Last updated on: October 20, 2023, 12:27h.
Florida Gov. Ron DeSantis (R) is asking the Florida Supreme Court for more time to reply in a case seeking to overturn the sports betting monopoly granted to the Seminole Tribe.
In a motion filed Thursday, attorneys for the governor and state legislative leaders say they need until December 1 to craft a response to the gambling companies who initiated the proceeding. Led by pari-mutuel operator West Flagler Associates, the companies are asking the Florida Supreme Court to invalidate the tribal gaming compact signed by the governor in 2021. The compact allows the tribe to operate sportsbooks at its casinos and take mobile sports bets from anyone in the state, so long as the computer servers accepting the wagers are on tribal land.
The request from the governor comes three days after a local anti-gambling group, No Casinos Inc., filed its own brief in support of the West Flagler petition. DeSantis’ attorneys point out that No Casinos received a 10-day extension to file its amicus brief and that the court previously said that the government may seek an extension as well.
“Due to the press of other matters, counsel does indeed require additional time to complete the response in this case and for client review,” reads the submission from the Florida Attorney General’s office.
The brief lists 16 pending cases in state and federal court where filings from the state are due within the next two weeks.

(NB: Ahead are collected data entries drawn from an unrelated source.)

PR #7016, opened 2023-12-19
grc: Make core.Connection.type not lazy

### LINKED ISSUE #7013: Virtual Source/Sink Regression
### What happened?

When a flowgraph using a virtual source/sink in message domain is reloaded, the virtual source/sink ports are taken to be stream domain rather than message domain. This causes a domain mismatch error in the flowgraph.
```
No connection known between domains "stream" and "message"
No connection known between domains "message" and "stream"
```
The problem was most likely introduced in #6889 / #6977

Reported by Jason Merlo on gnuradio-discuss.

### System Information

From maint-3.10 source (v3.10.9.0-rc1)

### GNU Radio Version

3.10 (maint-3.10)

### Specific Version

3.10.9.0-rc1

[message_test.grc.txt](https://github.com/gnuradio/gnuradio/files/13708163/message_test.grc.txt)

### Relevant log output

_No response_

mbr0wn:
This fixes an issue where virtual blocks can not correctly update their type when connected to message sources/sinks.

Well, it fixes the example in #7013.

Aah, this reminds me of the good old SWIG days, where I would modify .i files without knowing what I'm doing. This is what this feels like, except this time, thought I was pretty decent at Python.

@haakov @sdh11 @skoslowski  if you wouldn't mind taking a look at this. What did I do here? Is this really a fix?

Update: OK, I see now what's going on. Well, mostly. `lazy_property` sets a value once, the first time it's read. Something in the edge-prop PR causes the `domain` attribute of a port to get set before everything is resolved, which is latched into the 'lazy property'.

I don't think `lazy_property` is necessary here, it seems a bit like a premature optimization.

## Related Issue

Fixes #7013.
Well, maybe. 

See #7013.

## Testing Done

Well, I tried running the example from the bug report, and it works now.

## Checklist

### DIFF
--- a/grc/core/Connection.py
+++ b/grc/core/Connection.py
@@ -88,7 +88,7 @@ class Connection(Element):
     def sink_block(self):
         return self.sink_port.parent_block
 
-    @lazy_property
+    @property
     def type(self):
         return self.source_port.domain, self.sink_port.domain
 
--- a/grc/core/utils/descriptors/_lazy.py
+++ b/grc/core/utils/descriptors/_lazy.py
@@ -3,11 +3,40 @@
 #
 # SPDX-License-Identifier: GPL-2.0-or-later
 #
+"""
+Class method decorators.
+"""
 
 import functools
 
+# pylint: disable=too-few-public-methods,invalid-name
 
-class lazy_property(object):
+
+class lazy_property:
+    """
+    Class method decorator, similar to @property. This causes a method that is
+    declared as @lazy_property to be evaluated once, the first time it is called.
+    Subsequent calls to this property will always return the cached value.
+
+    Careful! Not suitable for properties that change at runtime.
+
+    Example:
+
+    >>> class Foo:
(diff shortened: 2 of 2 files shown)


skoslowski (approved):
Sorry to hear this caused headache.... cache invalidation remains one of the "hard problems" :smile: 

Removing the caching should be safe. The alternative would be to do a reset (by deleting the instance attribute); maybe during rewrite, not sure... This property seems to be only used internally by the class, anyway. 

For the docs: Maybe mention the [cached_property](https://docs.python.org/3/library/functools.html#functools.cached_property) that was added in Python 3.8. Much better name (another "hard problem" :smile: )
What is the min. Python version for GRC? Maybe we could even switch to that?

willcode:
@skoslowski Python 3.7.2 as of the upcoming release.

willcode:
Force pushed Python formatting fixes.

Given that the challenged compact initially went into effect in 2021, and West Flagler only brought its case to state court last month, an additional delay should not hamper the proceedings, the state’s attorneys argued. West Flagler only agreed to a seven-day extension, according to the motion.
The court will decide in the coming days whether to grant the motion.
Betting Remains On Hold
Whatever happens in the state case, legal sports betting in Florida will remain on hold pending the outcome of a federal legal case.

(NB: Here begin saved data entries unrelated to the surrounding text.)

PR #7028, opened 2023-12-23
pdu: Allow PDU to Tagged Stream to write partial PDUs

### LINKED ISSUE #6628: qa_fecapi_dummy is flaky
A CI run (https://github.com/gnuradio/gnuradio/actions/runs/4651656779/jobs/8231524712) recently failed with the following error:
```
117/265 Test #117: qa_fecapi_dummy ..............................***Failed    0.61 sec
.............
FAIL: test_async_00 (__main__.test_fecapi_dummy) (packed=False, rev_pack=True)
  File "/__w/gnuradio/gnuradio/gr-fec/python/fec/qa_fecapi_dummy.py", line 279, in test_async_00
    self.assertSequenceEqualGR(data_in, data_out)
  File "/__w/gnuradio/gnuradio/gnuradio-runtime/python/gnuradio/gr_unittest.py", line 115, in assertSequenceEqualGR
    self.assertEqual(len(data_in), len(data_out), msg="Lengths do not match")
AssertionError: 15360 != 15120 : Lengths do not match

Ran 14 tests in 0.393s

FAILED (failures=1)
```
I was able to reproduce this on my laptop by running the test in a loop (`while gr-fec/python/fec/qa_fecapi_dummy_test.sh; do :; done`) in parallel with a heavy CPU load (`stress -c 16`).

argilo:
## Description
The `tagged_stream_block` class is a wrapper to help make [Tagged Stream blocks](https://wiki.gnuradio.org/index.php/Tagged_Stream_Blocks). Unfortunately, it causes problems for the scheduler by refusing to produce any output unless the input and output buffers are long enough to contain an entire PDU:

https://github.com/gnuradio/gnuradio/blob/4d3eb9f321bf28d7d6310e304a6a0323cdfa66aa/gnuradio-runtime/lib/tagged_stream_block.cc#L107-L109

https://github.com/gnuradio/gnuradio/blob/4d3eb9f321bf28d7d6310e304a6a0323cdfa66aa/gnuradio-runtime/lib/tagged_stream_block.cc#L112-L116

If the scheduler observes that a block refuses to produce output and all of its upstream blocks are finished (i.e. won't produce any more output), then it concludes that the block is finished and terminates its worker thread.

For the PDU to Tagged Stream block in particular, this is problematic because the scheduler can terminate it while it still has PDUs waiting in its input queue. This causes test failures in the `qa_fecapi_*` tests, as noted in #6628. Failures can readily be reproduced by increasing `rep` to 7 in this test:

https://github.com/gnuradio/gnuradio/blob/4d3eb9f321bf28d7d6310e304a6a0323cdfa66aa/gr-fec/python/fec/qa_fecapi_repetition.py#L161

Prior to #323, the PDU to Tagged Stream block did not have this problematic behaviour; if it had PDUs in its input queue, it would always produce output. If there wasn't enough room to write out a full PDU, it would store the rest for later. Here I've rewritten the block to behave as it did before.

## Related Issue
Fixes #6628.
Reverts #323.

* PDU to Tagged Stream

## Testing Done
I verified that all tests that use the PDU to Tagged Stream block still pass.

## Checklist


argilo:
> the qa_fecapi_repetition test passes even if `rep` or `frame_size` are increased

Note: Increasing them too much can still cause trouble for another block (Tagged Stream to PDU):

`block_executor :error: sched: <block tagged_stream_to_pdu (9)> is requesting more input data  than we can provide.`

This block also inherits the problematic behaviours of `tagged_stream_block`.

argilo:
I suppose a more comprehensive solution (which would fix all Tagged Stream blocks) might be to instead implement input & output PDU buffering in the `tagged_stream_block` class. There would be a bit more risk of performance issues in making a change that affects all Tagged Stream blocks. Let me know what you think.

argilo:
I'll put this into draft while I explore the other option (adding buffering to `tagged_stream_block`) which I suspect may also solve the problem of Tagged Stream blocks being incompatible with custom buffers.

PR #7039, opened 2024-01-03
blocks: Write debug samples at the correct time in Peak Detector2

argilo:
## Description
I made some experimental changes to the block executor to detect buffer overruns, and found that Peak Detector2 sometimes produces an extra sample on its "debug" output port without reporting it to the scheduler.

Peak Detector2 has an optional debug output which can be used to view the internal estimated mean (`d_avg`). When a peak is detected at sample `i` in the main loop, the `work` function exits early and reports to the scheduler that it has produced `i` samples (i.e. `optr[0]` through `optr[i-1]` and `sigout[0]` through `sigout[i-1]`). However, it writes all the way up to `sigout[i]` on the debug output, producing a total of `i+1` samples.

When the scheduler then invokes the `work` function a second time and the `d_found == true` loop is executed, the block skips writing `sigout[0]` since that sample was written on the previous invocation.

Producing a sample without reporting it to the scheduler seems like a bad idea. Blocks that produce different numbers of items on each output are supposed to invoke `produce()` and return `WORK_CALLED_PRODUCE`. In Peak Detector2 we can avoid needing to do that by delaying production of the extra debug sample until the `d_found == true` case occurs.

West Flagler has been fighting the gaming compact in federal court since its enactment, and the case has now made its way to the US Supreme Court. Chief Justice John Roberts this month stayed a lower court ruling that would have allowed the compact to take effect in order to give the high court time to consider whether to take the case.

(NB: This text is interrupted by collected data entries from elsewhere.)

PR #7040, opened 2024-01-03
digital: Fix early return logic in Polyphase Clock Sync

argilo:
## Description
I made some experimental changes to the block executor to detect buffer overruns, and found that Polyphase Clock Sync reads uninitialized memory. It also fails to process some input samples.

The Polyphase Clock Sync has an "Output SPS" (`d_osps`) property, which defaults to 1. Its main work loop produces `d_osps` output samples at a time, and it has some special logic to handle the situation where `noutput_items` is not a multiple of `d_osps`, in which case it would split the group of `d_osps` output samples across two `general_work` invocations. This logic is not needed, because the block calls `set_output_multiple`, which guarantees that `noutput_items` will always be a multiple of `d_osps`.

Unfortunately, this logic has an off-by-one error, which causes it to execute on every invocation of `general_work`. This causes the main work loop to exit one iteration early and with `d_out_idx` set to `d_osps`, which causes an output sample to be skipped at the beginning of the following `general_work` invocation. This severely degrades performance at the beginning of each group of samples processed.

By placing a Throttle block just ahead of a Polyphase Clock Sync block and setting its limit to "Max Items: 1", it can be seen that clock synchronization completely fails.

## Related Issue
I suspect that #5948 is due to this bug in Polyphase Clock Sync. The `qa_constellation_receiver` tests use `generic_demod`, which includes a Polyphase Clock Sync block.

* Polyphase Clock Sync

## Testing Done
I used the following flow graph for testing. The lower the Throttle block's "Max Items" parameter, the more distortion becomes apparent in the received QPSK constellation:
pfb_sync_fg

Before:
pfb_sync_before

After:
pfb_sync_after

## Checklist

### DIFF
--- a/gr-digital/lib/pfb_clock_sync_ccf_impl.cc
+++ b/gr-digital/lib/pfb_clock_sync_ccf_impl.cc
@@ -51,8 +51,7 @@ pfb_clock_sync_ccf_impl::pfb_clock_sync_ccf_impl(double sps,
       d_nfilters(filter_size),
       d_max_dev(max_rate_deviation),
       d_osps(osps),
-      d_error(0),
-      d_out_idx(0)
+      d_error(0)
 {
     if (taps.empty())
         throw std::runtime_error("pfb_clock_sync_ccf: please specify a filter.");
@@ -369,8 +368,7 @@ int pfb_clock_sync_ccf_impl::general_work(int noutput_items,
             }
         }
 
-        while (d_out_idx < d_osps) {
-
+        for (int out_idx = 0; out_idx < d_osps; out_idx++) {
             d_filtnum = (int)floor(d_k);
 
             // Keep the current filter number in [0, d_nfilters]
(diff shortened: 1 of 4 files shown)


argilo:
While working on this, I also noticed that Polyphase Clock Sync reads input without any bounds checks. If a signal with large amplitude is passed in, then `d_error`, `d_k`, `d_filtnum` and `count` can all become large, which causes out-of-bounds input samples to be read, resulting in a segfault. This is a separate issue, so I'll leave it to another PR.

daniestevez:
Interesting. I wonder whether any of these bugs are present in the Symbol Sync block as well. When @awalls-cx18 added that block, I think he mentioned that he did some clean up when taking code from Polyphase Clock Sync, and perhaps fixed some bugs as a consequence (but only in Symbol Sync, not in the original Polyphase Clock Sync). This raises the question of why Polyphase Clock Sync is not marked as deprecated (Clock Recovery MM is), since Symbol Sync as intended to be a drop-in replacement with more features and perhaps less bugs.

awalls-cx18:
Regarding the output ssmple stuff:
I did a lot of work with sample rates and clocking in the new symbol sync blocks to ensure correct results.  I won't guarantee "bug free" but you can read my comments in the forecast function here: https://github.com/gnuradio/gnuradio/blob/main/gr-digital/lib/symbol_sync_ff_impl.cc#L410
And look at the general work function.

FWIW, the Symbol Sync blocks are a complete rewrite and do not contain any real borrowing of code from the other blocks, which all had bugs.

The one bug I know of is that tag propagation is only correct for output samples per symbol = 1.  Otherwise it's off.

awalls-cx18:
IMO, incrementally fixing the PFB Clock sync block is a futile endeavor.  The errors in processing under certain conditions won't be eliminated until you eventually converge on an implementation that is equivalent to the Symbol Sync block. (Which is maintaining or tracking 4 separate sample clocks to get the job done.)

argilo:
I opened #7048 to track the missing bounds checks, and #7049 to propose deprecating the block.

PR #7043, opened 2024-01-03
pmt: Check length before calling memcmp

argilo:
## Description
If GNU Radio is built with GCC's Undefined Behaviour Sanitizer, then the following error appears when running qa_pdu_split:

```
/home/argilo/prefix_311/src/gnuradio/gnuradio-runtime/lib/pmt/pmt.cc:889:19: runtime error: null pointer passed as argument 1, which is declared to never be null
/home/argilo/prefix_311/src/gnuradio/gnuradio-runtime/lib/pmt/pmt.cc:889:19: runtime error: null pointer passed as argument 2, which is declared to never be null
```

The line that triggers this is the following:

https://github.com/gnuradio/gnuradio/blob/86af478a88cf0521b023ad2c924c74ea38d9adcf/gr-pdu/python/pdu/qa_pdu_split.py#L96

Feds Say State Court Should Decide
The Interior Department, which oversees tribal gaming and is the plaintiff in the federal suit, this week filed its first response in the Supreme Court docket.
The department is responsible for reviewing gaming compacts such as the one between the Seminoles and Florida to ensure they comply with the Indian Gaming Regulatory Act.
If the department takes no action on submitted gaming compacts within 45 days, they are deemed approved. That’s what happened in 2021 when Florida submitted its updated agreement with the tribe. West Flagler and its allies say Interior has a responsibility to deny the compact because it allows tribes to accept online bets placed anywhere in the state, not just on tribal land.
Interior said its responsibilities only stretch as far as gaming that does happen on tribal land, and that the off-reservation sports betting envisioned by the compact falls outside of its purview. Essentially, those activities were separately authorized by the actions of the governor and state legislature that are now at issue in the state supreme court proceeding.
The Interior Department said West Flagler’s federal case “lacks merit” and is unlikely to succeed and that critics of the tribe’s sports betting arrangement are better off taking their case to state courts.
“If the Florida Supreme Court concludes that the Florida Legislature’s authorization of the placement of wagers outside Indian lands is not permissible under the Florida Constitution, that would afford applicants the relief they seek,” Solicitor General Elizabeth Prelogar wrote on behalf of the Interior Department. “That pending case provides the appropriate forum to resolve applicants’ claims based on the meaning of state law.”